Segment Open
PR #2755, opened 2022-06-07
Fix flag initialization

pavelkalinnikov:
Flag parsing happens in main, after all init functions have been called.
This change moves the parsing code, incorrectly placed in init, to a
custom flag Set method.

#1188

### Checklist

### DIFF
--- a/log/sequencer.go
+++ b/log/sequencer.go
@@ -66,12 +66,10 @@ var (
 	QuotaIncreaseFactor = 1.1
 )
 
+// stringSet is a set of strings that can be parsed by flag package.
 type stringSet map[string]bool
 
 func (s *stringSet) String() string {
-	if (*s)["*"] {
-		return "*"
-	}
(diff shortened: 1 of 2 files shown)


log/sequencer.go
```diff
@@ -66,20 +67,41 @@ var (
 	QuotaIncreaseFactor = 1.1
 )
 
+type stringSet map[string]bool
```
AlCutter, line 70: I know it's only "temporary", but might be worth a comment on this - it's mostly a string set except when there's a magical string present in the set in which case the rest of the set is dropped.

Just something to reduce surprise if someone inadvertently tried to use this stringSet for something else in here :)

AlCutter (approved):

AlCutter:
Seems like there might be a bad interaction with `flagsaver` in the tests?

pphaneuf (approved):
Oh, yeah, using flags before `flag.Parse()` is called is Very Forbidden!

Issue #2763, opened 2022-06-21
Scripts and documentation still refer to pre-Go-module practices


mhutchinson:
Almost anything that references `GOPATH/src` is from prior to go modules being fully adopted. It used to be that having all go code in that directory was expected (required?). Now it is only there if users go out of their way to check out code there.

I'm working on cleaning up the easy references to this, but there will be a long tail that might take some time to tidy up as they are deep in scripts that haven't been run in some time (e.g. scripts for running on public GCP).

mhutchinson:
The remaining work here is in the `example/deployment` directories. `git grep src/github.com/google/trillian` seems a pretty good way to catch these:

```
examples/deployment/aws/terraform.tf:cd /go/src/github.com/google/trillian
examples/deployment/docker/db_client/Dockerfile:ADD . /go/src/github.com/google/trillian
examples/deployment/docker/db_client/Dockerfile:WORKDIR /go/src/github.com/google/trillian
examples/deployment/docker/db_server/Dockerfile:# expects the build context to be: $GOPATH/src/github.com/google/trillian
examples/deployment/kubernetes/deploy.sh:cd $GOPATH/src/github.com/google/trillian
examples/deployment/kubernetes/mysql/README.md:kubectl apply -f $GOPATH/src/github.com/google/trillian/storage/mysql/kubernetes
examples/deployment/kubernetes/mysql/README.md:$GOPATH/src/github.com/google/trillian/storage/mysql/kubernetes/resetdb.sh
examples/deployment/kubernetes/undeploy.sh:cd $GOPATH/src/github.com/google/trillian
```

Any changes to these files should be done with a working public environment to deploy them to, in order to confirm the new steps succeed.

PR #2765, opened 2022-06-21
Manually vendor the required .proto files from googleapis

mhutchinson:
This resolves some weird references to GOPATH, that while it worked, was weird (#2763). It also simplifies new user onboarding (one less instruction to follow), makes CI more lightweight (one less big repo to clone), and avoids mismatched versions of these protos from causing havoc (because they were less hermetic before).


gen.go
```diff
@@ -14,7 +14,7 @@
 
 package trillian
 
-//go:generate protoc -I=. -I=$GOPATH/src/github.com/googleapis/googleapis --go_out=paths=source_relative:. --go-grpc_out=paths=source_relative:. --go-grpc_opt=require_unimplemented_servers=false trillian_log_api.proto trillian_admin_api.proto trillian.proto --doc_out=markdown,api.md:./docs/
+//go:generate protoc -I=. -I=third_party/googleapis --go_out=paths=source_relative:. --go-grpc_out=paths=source_relative:. --go-grpc_opt=require_unimplemented_servers=false trillian_log_api.proto trillian_admin_api.proto trillian.proto --doc_out=markdown,api.md:./docs/
```
pavelkalinnikov, line 17: Is there any prescribed naming convention for this? I'm thinking between `vendor` and `third_party`? Do you have any distinction in mind?

mhutchinson: I think it's arbitrary, but I'm happy to change it if the strong preference goes the other way. I'm perfectly ambivalent in this moment.

third_party/googleapis/README.md
```diff
@@ -0,0 +1,2 @@
+This directory is manually vendored in order to take the required proto definitions from googleapis.
+The files here were cloned at @c81bb70.
```
pavelkalinnikov, line 2: Are there stable version tags to use here instead?

gen.go
pavelkalinnikov: This reading might help to decide between the 2: https://github.com/golang-standards/project-layout
(haven't read it yet myself)

pavelkalinnikov: After a brief glance, `third_party` seems more relevant, esp. that it's a subset of the files (i.e. a special kind of "fork"). WDYT?

pavelkalinnikov:
What was the sequence of actions you did to create this. Was it a copy-paste, or some "submodule" magic? It would be nice to expand the README a bit, to know how to update this dependency in the future.

quota/etcd/quotapb/gen.go
```diff
@@ -14,4 +14,4 @@
 
 package quotapb
 
-//go:generate protoc -I=. -I=$GOPATH/src/github.com/googleapis/googleapis --go_out=paths=source_relative:. --go-grpc_out=paths=source_relative:. --go-grpc_opt=require_unimplemented_servers=false quotapb.proto
+//go:generate protoc -I=. -I=../../../third_party/googleapis --go_out=paths=source_relative:. --go-grpc_out=paths=source_relative:. --go-grpc_opt=require_unimplemented_servers=false quotapb.proto
```
AlCutter, line 17: You might be able to do something like `... -I=$(go list -f '{{.Root}}' .)/third_party/googleapis ...` to avoid ever having to update the relative path.

mhutchinson:
> What was the sequence of actions you did to create this? Was it a copy-paste, or some "submodule" magic? It would be nice to expand the README a bit, to know how to update this dependency in the future.

Yeah that's a good question. I've documented it in the README, and confirmed that the distilled steps I've put in there replace the `google` directory if it is deleted.

quota/etcd/quotapb/gen.go
mhutchinson: It's a nice idea, but failing:
```
protoc -I=. -I=$(go list -f '{{.Root}}' .)/third_party/googleapis --go_out=paths=source_relative:. --go-grpc_out=paths=source_relative:. --go-grpc_opt=require_unimplemented_servers=false quotapb.proto
$(go: warning: directory does not exist.
Unknown flag: -f
gen.go:17: running "protoc": exit status 1
```

Now if I hadn't spent a huge amount of time trying to work out the magic of these go:generate protoc invocations before I'd spend the "couple of minutes" looking at this. But I know it's a trap :-)

And yeah, I confirmed that running `go list -f '{{.Root}}' .` naked in a shell does the right thing.

AlCutter: I guess you'd have to explicitly invoke a shell along the lines of `go:generate bash -c "protoc -I=$(go list ...) ...` to make it work. I don't know whether that's a net win or not...

pavelkalinnikov: There is a precedent here: https://github.com/google/certificate-transparency-go/blob/1a8898f9bd49798a7a442d3691fdc79c6c31807f/proto_gen.go#L23

AlCutter: hehe, turns out it was me :)

third_party/googleapis/README.md
```diff
@@ -0,0 +1,26 @@
...
+a known location.
+
+## Updating
+
+The required files were determined by manual inspection of the codebase and closing the
+transitive dependencies by checking the imports of the files.
+Should the upstream repository be significantly refactored then it is possible that further files
+may need to be imported if an update is performed.
+
+The files here were cloned at @c81bb70.
```
pavelkalinnikov, line 16:
```suggestion
The files here were cloned at commit `c81bb70`.
```

third_party/googleapis/README.md
```diff
@@ -0,0 +1,26 @@
+## Purpose
+
+This directory is manually vendored in order to take the required proto definitions from googleapis.
```
pavelkalinnikov, line 3:
```suggestion
This directory is manually vendored in order to take the required proto definitions from `googleapis`.
```

pavelkalinnikov (approved):
LGTM in principle, see some more nits.

quota/etcd/quotapb/gen.go
mhutchinson: Oh wow, this works by invoking a shell to invoke protoc. It's cool that this is possible, in a weird way. But are we really sure that the relative paths are _that bad_ ? If we were moving this around a lot, I can see the argument. If this wasn't covered by presubmits then that would add further weight to it.

I think I'm particularly resistant because I've spent a lot of time in the last week debugging shell scripts and it has been whatever the opposite of fun is.

third_party/googleapis/README.md
mhutchinson: Done.

third_party/googleapis/README.md
mhutchinson: Done.

quota/etcd/quotapb/gen.go
pavelkalinnikov: I am 80/20 in favor of the simpler command, at the cost of a relative path.

AlCutter (approved):

pavelkalinnikov:
Still LGTM. Maybe worth mentioning in CHANGELOG?

quota/etcd/quotapb/gen.go
mhutchinson: I'll keep this simpler invocation with the relative paths.

PR #2766, opened 2022-06-24
Change broken installation instructions to just run the binary directly

mhutchinson:
The  command given didn't work. We could change this to specify the install with  as a suffic, but skipping installation and path setup seems even easier and more direct.

This fixes another case of #2763.


AlCutter (approved):
LGTM, but I think the PR description text might need a tweak?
Segment Closed
• **EXERCISE DIRECTIONS**: In the entries above, find the line with "by flag package." and the line with "AlCutter, line 70: I", then set down exactly those two and every line between them, nothing else.

• **RESULT**:
+// stringSet is a set of strings that can be parsed by flag package.
 type stringSet map[string]bool
 
 func (s *stringSet) String() string {
-	if (*s)["*"] {
-		return "*"
-	}
(diff shortened: 1 of 2 files shown)


log/sequencer.go
```diff
@@ -66,20 +67,41 @@ var (
 	QuotaIncreaseFactor = 1.1
 )
 
+type stringSet map[string]bool
```
AlCutter, line 70: I know it's only "temporary", but might be worth a comment on this - it's mostly a string set except when there's a magical string present in the set in which case the rest of the set is dropped.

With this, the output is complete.